I have multiple pandas dataframes (5) with some common names index. They have different size. I need sum at least 5 different common colum names
(25 in total) from each dataframe and then compare the sums.
Data:
df_files = [df1, df2, df3, df4, df5]
df_files
out:
[ z name ... a b
0 10 DAD ... 4 4
1 10 DAD ... 5 4
2 10 DAD ... 3 6
3 10 DAD ... 9 2
4 10 DAD ... 11 1
... ... ... ... ... ...
7495 <NA> NaN ... 2 0
7496 <NA> NaN ... 5 3
7497 <NA> NaN ... 3 1
7498 <NA> NaN ... 2 0
7499 <NA> NaN ... 4 3
[7500 rows x 35 columns] #The dataframes are like this type but some vary in size.

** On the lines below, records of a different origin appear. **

Issue #127, opened 2025-05-29
Add Corsica when selecting 'FRANCE' with plot_flux_map


hdelongueville:
When plotting the spatial flux maps for France, Corsica is missing from the plot. 

The issue comes from `get_region_coordinate`:
```
# Remove overseas territories by keeping only the largest landmass for each country
    region["geometry"] = region["geometry"].apply(
        lambda geom: extract_largest_polygon(geom)
    )
```

This bit is to remove overseas territories like, for example, Guadeloupe which is masked as `FRANCE`. 
One solution is to add an extra case specific to France with a fixed border limits.

hdelongueville:
Or, now that we have the variable `country_fraction`, we could use it to determine the boundaries of the region.

lionel42:
@hdelongueville I just noticed this issue. Wouldn't it make more sense to simply apply a geometrical clip ( https://geopandas.org/en/stable/docs/reference/api/geopandas.clip.html#geopandas-clip ) to the country shapes so that they fix the extent of the plot ?

hdelongueville:
Oh I didn't know you could do that, so useful! Yes we should definitely use this, thanks for sharing!

alexdanjou:
Same kind of issue for UK :  Northern Ireland and some Scottish islands are cut off

PR #142, opened 2025-06-10
Fix issue #127

alexdanjou:
Use geopandas.clip to restrict country extension un flux maps rather than plotting the biggest land mass (closes issue #127 )

### DIFF
--- a/fluxy/plots/utils.py
+++ b/fluxy/plots/utils.py
@@ -545,9 +545,12 @@ def get_region_coordinates(
         raise ValueError(f"No coordinates found for region '{region_name}'.")
 
     # Remove overseas territories by keeping only the largest landmass for each country
-    region["geometry"] = region["geometry"].apply(
-        lambda geom: extract_largest_polygon(geom)
-    )
+    if region["CONTINENT"].apply(lambda x : x.lower()=="europe").all():
+        region = gpd.clip(region,[-30,30,50,75])
+    else:
+        region["geometry"] = region["geometry"].apply(
+            lambda geom: extract_largest_polygon(geom)
+        )
 
     # Get the bounding box of the region of interest
     region_boundaries = region.total_bounds  # [minx, miny, maxx, maxy]
--- a/fluxy/plots/utils.py
+++ b/fluxy/plots/utils.py
@@ -464,17 +464,20 @@ def get_map_bounds(
     ds_all = list(ds_all)
     if isinstance(region, str):
         # Use the non-zero country_fraction to define the clipping region, for coherence in the country definition
-        da_mask = ds_all[0].country_fraction.sum(dim="country")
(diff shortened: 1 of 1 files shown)


hdelongueville:
I'm wondering if we should not totally remove "extract largest polygon" to avoid any confusion.

hdelongueville:
Instead of hard coding the boundaries, shouldn't we not extract the boundaries of the domain instead? (I don't know if this is too difficult to do)

hdelongueville:
Ah but we have the outer regions which can include overseas territories..

hdelongueville:
Is there a way to extract the inner region boundaries? We could use that if it is not too complicated :)

hdelongueville:
Just to check, is the country_fraction a mandatory variable in the template? If not, this might cause issue if this variable is not available in the dataset no? (For example, I know that RHIME doesn't have this variable for the NID 2024 files).

alexdanjou:
> Just to check, is the country_fraction a mandatory variable in the template? If not, this might cause issue if this variable is not available in the dataset no? (For example, I know that RHIME doesn't have this variable for the NID 2024 files).

It is mandatory now! See https://github.com/openghg/fluxy/blob/642896d822ecf3d856b17985071f86c347804705/data/templates/PAR-AVE-EYE_inversion_flux_output.cdl#L280

hdelongueville (changes requested):
It is working well for me, as long as I am not only looking at old rhime results (which do not include country_fraction). Can I suggest to add the case where if country_fraction does not exist, skip the clipping part. It will keep the overseas territories but at least the cell works, and the user can decide to zoom with the other options afterward.

alexdanjou:
> It is working well for me, as long as I am not only looking at old rhime results (which do not include country_fraction). Can I suggest to add the case where if country_fraction does not exist, skip the clipping part. It will keep the overseas territories but at least the cell works, and the user can decide to zoom with the other options afterward.

I've added an `if` statement for backward compatibility. It will however skip the clipping and we thus have the previous issue with France and its overseas territory. But I guess there is no point to put back your previous fix as it will soon be outdated.

Tell me your thoughts on this!

alexdanjou:
Test are passing on my machine. Issue with `xarray` version on github I think

hdelongueville:
Yes I agree with your comment! That is also what I had in mind. At least, you can start from the wider map and use it to determine the lat/lon borders you want and then use the region = [lat, lon] option :)

hdelongueville:
Is there a way to fix the issue?

hdelongueville (approved):
Thanks for the modifications!!

alexdanjou:
> Is there a way to fix the issue?

I think it was an issue with the new `xarray` version of github. Seems to be fixed now as tests are passing!

Issue #135, opened 2025-06-06
file config.py still contains old names


lionel42:
As @hdelongueville mentionned in #121 , after the merge, we still have some old names.

We should define what names they should be given:

* YaprioriBC -> mf_bc_prior
* Yapriori_bias -> mf_bias_posterior

And some names are missing:

* mf_bias_prior

we should fix that in a new pr

PR #144, opened 2025-06-12
Corrections to new format implementation

melodb:
This fixes issue #135 and remaining comments from Helene to #121
I have also deleted column "Old name" from README_templates.md as this was only meant to support @lionel42 in his PR.

**NOTE:**
Currently in `flux_map_model_comparison`, the sites attribute is not added to dataset "diff" even if it exists in both datasets being compared. Therefore, it will use the fallback_sites. One idea would be to plot the sites from both datasets being compared using different symbols. I think this can stay for other PR if you agree.


melodb:
Alternatively, I can make variable `add_sites: bool | list[str]`. In this case, `if isinstance(add_sites, list)`, I can set internally `fallback_sites = add_sites` and `add_sites = True`. This would avoid an additional input parameter. I can adapt the code in this way if you prefer.

hdelongueville:
1) I agree with your note.
2) I think we can keep the way you implemented it, no need for changes from my point of view. :)

hdelongueville (approved):

PR #145, opened 2025-06-13
Delete NaN variables from mf dataset

melodb:
In the CIF-EnKS dataset some variables were all NaN: `intake_height` and `stdev_mf_model`. This was leading to problems when using `.dropna('index)` in` stats_mf`. For now, this check is done only for CIF-EnKS, but this can be made general if it becomes a problem for other datasets.

### DIFF
--- a/fluxy/io.py
+++ b/fluxy/io.py
@@ -789,7 +789,7 @@ def edit_vars_and_attributes(
             # Delete NaN data variables
             for var in ds.data_vars:
                 if ds[var].isnull().all():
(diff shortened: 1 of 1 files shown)


lionel42 (changes requested):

What I need is to sum some specific common names
and then compare those sums to see if they match and if they do print out and OK, and if they do not see which value is not macthing with the others like: The value from "column name"
from df3
and df4
do not match with the others values and see the expected common value (when the other majority match) and the colums that match(or if they just match do not need to show it, just the common expected value). Maybe some of them will not match each other but the common expected value it will be assume as the value that is repeated the most and if any of them match that print out that the values needs correction to proceed because any of them match and see the values that not match.
I was begining with something like this:
Example:
df = pd.concat([df1["a"].sum(), df2["a"].sum(), df3["a"].sum(), df4["a"].sum(), df5["a"].sum()])
df
out:
a a a a a
0 425 425 426 427 425
or maybe they can be compared as a list of integers.
I will appreciate your attention with this question. I hope I have been specific.